What you have to do
Your answer should consist of every line from the records that holds the string "information".

Content starts

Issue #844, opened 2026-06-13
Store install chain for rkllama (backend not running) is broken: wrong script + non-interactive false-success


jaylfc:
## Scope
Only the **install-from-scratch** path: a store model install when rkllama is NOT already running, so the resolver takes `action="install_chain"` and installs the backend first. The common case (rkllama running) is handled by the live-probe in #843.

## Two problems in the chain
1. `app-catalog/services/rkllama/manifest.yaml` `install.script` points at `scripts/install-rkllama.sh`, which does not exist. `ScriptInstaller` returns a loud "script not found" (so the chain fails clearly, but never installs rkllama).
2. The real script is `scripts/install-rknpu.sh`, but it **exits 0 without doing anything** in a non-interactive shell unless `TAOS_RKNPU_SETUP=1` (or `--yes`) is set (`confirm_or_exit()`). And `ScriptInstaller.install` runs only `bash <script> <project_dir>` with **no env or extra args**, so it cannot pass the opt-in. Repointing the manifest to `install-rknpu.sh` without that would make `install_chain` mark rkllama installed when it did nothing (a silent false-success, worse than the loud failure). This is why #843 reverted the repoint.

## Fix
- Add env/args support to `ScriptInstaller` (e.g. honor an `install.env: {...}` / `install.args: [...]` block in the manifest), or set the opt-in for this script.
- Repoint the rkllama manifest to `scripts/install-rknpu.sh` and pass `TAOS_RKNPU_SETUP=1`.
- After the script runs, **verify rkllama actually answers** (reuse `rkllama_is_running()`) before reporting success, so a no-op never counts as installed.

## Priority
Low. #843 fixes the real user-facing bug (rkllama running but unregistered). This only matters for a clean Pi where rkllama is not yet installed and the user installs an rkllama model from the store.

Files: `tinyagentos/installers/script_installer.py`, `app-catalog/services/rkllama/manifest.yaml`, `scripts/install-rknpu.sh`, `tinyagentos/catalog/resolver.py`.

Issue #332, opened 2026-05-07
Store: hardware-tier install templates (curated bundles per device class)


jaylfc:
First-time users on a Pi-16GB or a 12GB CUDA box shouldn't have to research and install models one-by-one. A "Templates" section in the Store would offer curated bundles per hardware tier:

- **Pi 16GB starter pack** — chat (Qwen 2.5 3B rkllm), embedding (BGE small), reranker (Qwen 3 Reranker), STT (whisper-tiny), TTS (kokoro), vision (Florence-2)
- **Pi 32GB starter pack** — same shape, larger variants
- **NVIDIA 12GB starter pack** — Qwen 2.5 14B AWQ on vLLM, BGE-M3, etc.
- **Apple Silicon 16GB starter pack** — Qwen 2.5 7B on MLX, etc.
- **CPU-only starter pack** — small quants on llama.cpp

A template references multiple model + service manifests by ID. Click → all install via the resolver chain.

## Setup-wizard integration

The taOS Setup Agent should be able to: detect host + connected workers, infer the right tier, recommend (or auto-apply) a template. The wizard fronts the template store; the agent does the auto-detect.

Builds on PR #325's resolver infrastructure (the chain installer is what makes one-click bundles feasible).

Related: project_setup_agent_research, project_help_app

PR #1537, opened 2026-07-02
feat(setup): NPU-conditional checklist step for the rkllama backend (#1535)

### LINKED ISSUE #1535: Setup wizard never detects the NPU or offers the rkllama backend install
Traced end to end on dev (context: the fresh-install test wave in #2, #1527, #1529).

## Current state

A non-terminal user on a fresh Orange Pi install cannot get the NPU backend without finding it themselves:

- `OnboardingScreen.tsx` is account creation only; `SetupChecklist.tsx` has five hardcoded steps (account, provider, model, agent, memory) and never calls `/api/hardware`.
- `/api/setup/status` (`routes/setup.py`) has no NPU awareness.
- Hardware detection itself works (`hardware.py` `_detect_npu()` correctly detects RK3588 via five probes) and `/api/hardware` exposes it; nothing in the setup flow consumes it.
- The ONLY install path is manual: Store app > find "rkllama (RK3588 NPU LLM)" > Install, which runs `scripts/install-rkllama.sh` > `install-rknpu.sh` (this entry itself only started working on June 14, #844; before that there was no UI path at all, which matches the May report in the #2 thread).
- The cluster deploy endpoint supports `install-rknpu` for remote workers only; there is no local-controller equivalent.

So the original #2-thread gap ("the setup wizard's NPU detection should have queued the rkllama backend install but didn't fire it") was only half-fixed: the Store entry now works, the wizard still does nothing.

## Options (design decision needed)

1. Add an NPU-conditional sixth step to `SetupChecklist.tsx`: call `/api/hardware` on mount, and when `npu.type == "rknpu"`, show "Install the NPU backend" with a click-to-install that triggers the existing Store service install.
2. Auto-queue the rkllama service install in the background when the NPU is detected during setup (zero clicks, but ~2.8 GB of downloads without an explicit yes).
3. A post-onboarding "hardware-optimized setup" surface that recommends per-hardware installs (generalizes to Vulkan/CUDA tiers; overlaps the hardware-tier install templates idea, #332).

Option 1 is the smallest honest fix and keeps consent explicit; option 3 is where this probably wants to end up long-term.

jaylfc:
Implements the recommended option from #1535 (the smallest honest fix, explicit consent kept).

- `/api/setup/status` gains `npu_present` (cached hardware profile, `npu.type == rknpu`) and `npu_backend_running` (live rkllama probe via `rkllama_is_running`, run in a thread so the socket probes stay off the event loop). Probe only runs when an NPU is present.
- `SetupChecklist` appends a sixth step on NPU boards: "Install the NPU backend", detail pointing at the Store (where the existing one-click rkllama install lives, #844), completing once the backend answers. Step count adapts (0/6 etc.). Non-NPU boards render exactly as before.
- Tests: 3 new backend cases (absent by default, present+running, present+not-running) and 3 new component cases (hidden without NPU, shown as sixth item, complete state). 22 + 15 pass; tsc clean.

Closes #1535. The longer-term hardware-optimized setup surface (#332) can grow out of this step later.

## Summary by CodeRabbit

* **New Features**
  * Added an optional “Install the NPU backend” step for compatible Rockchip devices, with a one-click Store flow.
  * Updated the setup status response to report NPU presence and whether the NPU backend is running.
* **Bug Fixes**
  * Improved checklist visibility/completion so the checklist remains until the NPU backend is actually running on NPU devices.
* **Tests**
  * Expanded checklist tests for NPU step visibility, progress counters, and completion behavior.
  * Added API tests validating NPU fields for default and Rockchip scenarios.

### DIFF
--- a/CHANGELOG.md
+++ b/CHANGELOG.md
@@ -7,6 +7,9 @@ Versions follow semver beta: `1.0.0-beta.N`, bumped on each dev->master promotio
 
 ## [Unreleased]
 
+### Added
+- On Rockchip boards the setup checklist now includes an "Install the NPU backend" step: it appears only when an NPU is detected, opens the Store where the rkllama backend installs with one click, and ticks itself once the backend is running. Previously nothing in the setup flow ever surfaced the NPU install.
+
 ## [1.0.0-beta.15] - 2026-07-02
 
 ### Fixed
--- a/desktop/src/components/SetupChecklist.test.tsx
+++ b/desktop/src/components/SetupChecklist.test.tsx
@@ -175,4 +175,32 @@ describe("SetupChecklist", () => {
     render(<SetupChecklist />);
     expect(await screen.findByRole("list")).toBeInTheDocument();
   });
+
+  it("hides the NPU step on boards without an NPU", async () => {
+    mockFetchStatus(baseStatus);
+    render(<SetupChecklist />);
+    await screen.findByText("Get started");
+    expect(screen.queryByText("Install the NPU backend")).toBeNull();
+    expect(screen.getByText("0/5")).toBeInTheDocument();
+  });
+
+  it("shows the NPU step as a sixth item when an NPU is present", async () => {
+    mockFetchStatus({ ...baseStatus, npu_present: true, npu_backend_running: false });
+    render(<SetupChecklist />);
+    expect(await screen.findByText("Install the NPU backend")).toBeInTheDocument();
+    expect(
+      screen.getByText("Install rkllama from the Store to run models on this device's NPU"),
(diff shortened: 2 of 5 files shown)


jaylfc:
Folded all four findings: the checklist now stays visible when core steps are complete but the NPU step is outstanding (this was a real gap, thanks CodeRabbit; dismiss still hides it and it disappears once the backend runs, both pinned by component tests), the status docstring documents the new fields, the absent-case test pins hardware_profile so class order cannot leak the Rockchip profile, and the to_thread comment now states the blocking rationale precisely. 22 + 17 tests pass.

Content ends
Content starts

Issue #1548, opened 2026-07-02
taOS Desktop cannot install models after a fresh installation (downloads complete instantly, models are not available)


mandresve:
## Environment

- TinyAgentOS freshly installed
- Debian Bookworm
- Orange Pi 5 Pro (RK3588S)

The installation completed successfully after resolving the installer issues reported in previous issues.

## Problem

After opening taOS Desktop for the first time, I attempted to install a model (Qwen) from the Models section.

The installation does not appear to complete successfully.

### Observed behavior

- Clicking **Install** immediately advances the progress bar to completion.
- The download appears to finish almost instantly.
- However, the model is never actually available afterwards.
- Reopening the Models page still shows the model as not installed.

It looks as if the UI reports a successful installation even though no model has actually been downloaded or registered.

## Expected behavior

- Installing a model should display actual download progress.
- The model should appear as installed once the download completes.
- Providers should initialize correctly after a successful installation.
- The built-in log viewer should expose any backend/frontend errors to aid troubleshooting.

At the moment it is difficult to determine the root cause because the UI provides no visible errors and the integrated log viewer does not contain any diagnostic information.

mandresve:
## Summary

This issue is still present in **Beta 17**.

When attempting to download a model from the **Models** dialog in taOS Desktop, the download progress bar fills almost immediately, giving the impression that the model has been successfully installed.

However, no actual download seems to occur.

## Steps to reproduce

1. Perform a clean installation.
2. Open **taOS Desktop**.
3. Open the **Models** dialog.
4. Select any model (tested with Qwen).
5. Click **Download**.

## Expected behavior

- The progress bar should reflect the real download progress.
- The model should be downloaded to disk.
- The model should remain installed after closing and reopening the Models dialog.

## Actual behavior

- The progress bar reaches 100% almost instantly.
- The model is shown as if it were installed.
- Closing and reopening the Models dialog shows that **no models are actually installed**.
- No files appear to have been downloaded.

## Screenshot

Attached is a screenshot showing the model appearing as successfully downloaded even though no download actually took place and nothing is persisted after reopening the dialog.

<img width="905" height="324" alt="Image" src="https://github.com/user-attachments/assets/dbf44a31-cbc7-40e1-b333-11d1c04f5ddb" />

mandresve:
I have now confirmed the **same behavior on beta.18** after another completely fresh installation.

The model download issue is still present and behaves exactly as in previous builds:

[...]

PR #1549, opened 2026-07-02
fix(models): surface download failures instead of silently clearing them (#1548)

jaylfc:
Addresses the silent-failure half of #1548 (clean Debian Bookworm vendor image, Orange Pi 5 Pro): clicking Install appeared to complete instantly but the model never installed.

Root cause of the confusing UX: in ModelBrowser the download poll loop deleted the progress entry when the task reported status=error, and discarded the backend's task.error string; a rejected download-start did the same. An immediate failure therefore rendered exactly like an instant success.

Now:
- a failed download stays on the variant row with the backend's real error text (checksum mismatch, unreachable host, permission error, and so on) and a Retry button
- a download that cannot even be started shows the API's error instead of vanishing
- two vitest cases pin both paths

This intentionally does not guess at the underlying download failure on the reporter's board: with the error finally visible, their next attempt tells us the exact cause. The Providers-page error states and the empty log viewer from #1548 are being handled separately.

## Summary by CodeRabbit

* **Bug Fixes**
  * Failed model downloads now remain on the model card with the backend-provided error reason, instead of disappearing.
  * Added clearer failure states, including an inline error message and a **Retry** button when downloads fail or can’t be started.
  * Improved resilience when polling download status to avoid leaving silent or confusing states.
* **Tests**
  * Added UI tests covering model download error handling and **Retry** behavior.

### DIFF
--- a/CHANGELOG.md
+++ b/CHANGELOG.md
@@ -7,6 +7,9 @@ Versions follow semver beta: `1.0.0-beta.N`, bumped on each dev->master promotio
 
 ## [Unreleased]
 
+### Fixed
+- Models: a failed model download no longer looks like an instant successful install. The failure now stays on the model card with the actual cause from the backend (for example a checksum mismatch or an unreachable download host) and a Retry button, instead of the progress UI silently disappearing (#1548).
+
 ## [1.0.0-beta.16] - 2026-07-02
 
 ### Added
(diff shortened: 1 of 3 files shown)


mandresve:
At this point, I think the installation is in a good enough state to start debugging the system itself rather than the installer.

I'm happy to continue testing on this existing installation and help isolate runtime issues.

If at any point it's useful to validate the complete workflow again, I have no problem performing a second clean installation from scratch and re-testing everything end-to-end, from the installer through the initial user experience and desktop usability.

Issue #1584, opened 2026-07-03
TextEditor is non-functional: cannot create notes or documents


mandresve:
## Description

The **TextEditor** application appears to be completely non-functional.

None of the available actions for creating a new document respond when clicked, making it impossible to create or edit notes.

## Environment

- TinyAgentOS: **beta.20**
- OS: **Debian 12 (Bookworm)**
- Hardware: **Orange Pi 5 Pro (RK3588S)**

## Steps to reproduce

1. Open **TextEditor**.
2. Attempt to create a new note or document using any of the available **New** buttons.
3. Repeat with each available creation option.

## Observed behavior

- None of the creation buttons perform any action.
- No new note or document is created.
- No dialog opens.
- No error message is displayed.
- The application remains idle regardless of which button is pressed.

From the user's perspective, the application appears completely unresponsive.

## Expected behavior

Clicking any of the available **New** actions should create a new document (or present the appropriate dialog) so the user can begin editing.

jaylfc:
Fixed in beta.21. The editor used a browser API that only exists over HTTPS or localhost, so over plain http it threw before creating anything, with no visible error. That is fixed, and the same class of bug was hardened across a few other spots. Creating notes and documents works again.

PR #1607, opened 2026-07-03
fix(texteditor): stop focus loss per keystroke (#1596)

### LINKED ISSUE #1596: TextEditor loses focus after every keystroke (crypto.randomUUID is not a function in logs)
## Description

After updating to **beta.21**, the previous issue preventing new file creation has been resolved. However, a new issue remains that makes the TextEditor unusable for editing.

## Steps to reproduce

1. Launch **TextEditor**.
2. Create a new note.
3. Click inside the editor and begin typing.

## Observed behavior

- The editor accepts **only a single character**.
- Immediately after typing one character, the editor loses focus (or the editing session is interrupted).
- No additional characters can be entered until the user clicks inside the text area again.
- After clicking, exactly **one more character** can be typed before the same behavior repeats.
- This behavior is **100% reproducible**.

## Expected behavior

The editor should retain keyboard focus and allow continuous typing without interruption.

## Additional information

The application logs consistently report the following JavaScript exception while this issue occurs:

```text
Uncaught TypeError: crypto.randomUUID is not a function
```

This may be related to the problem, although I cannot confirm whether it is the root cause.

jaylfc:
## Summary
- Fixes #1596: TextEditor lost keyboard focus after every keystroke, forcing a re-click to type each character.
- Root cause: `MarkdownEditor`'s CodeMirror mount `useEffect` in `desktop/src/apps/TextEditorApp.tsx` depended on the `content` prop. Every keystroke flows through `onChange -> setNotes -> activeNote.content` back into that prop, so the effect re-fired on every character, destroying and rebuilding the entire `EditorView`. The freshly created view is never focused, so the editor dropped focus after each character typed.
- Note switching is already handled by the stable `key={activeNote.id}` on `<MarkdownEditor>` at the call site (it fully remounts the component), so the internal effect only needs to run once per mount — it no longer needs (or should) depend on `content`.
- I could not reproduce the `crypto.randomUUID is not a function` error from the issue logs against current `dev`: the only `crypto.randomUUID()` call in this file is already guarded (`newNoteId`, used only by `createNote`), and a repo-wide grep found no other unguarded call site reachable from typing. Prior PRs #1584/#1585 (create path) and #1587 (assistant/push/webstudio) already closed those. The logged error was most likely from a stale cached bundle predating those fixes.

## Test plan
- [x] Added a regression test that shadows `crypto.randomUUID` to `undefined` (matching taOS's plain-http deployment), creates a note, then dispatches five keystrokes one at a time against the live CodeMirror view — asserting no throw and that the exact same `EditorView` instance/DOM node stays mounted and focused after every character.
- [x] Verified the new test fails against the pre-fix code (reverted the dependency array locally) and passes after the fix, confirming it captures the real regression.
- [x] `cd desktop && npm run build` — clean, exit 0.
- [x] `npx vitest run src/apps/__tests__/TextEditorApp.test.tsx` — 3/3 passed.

Content ends

Task response
At the moment it is difficult to determine the root cause because the UI provides no visible errors and the integrated log viewer does not contain any diagnostic information.
## Additional information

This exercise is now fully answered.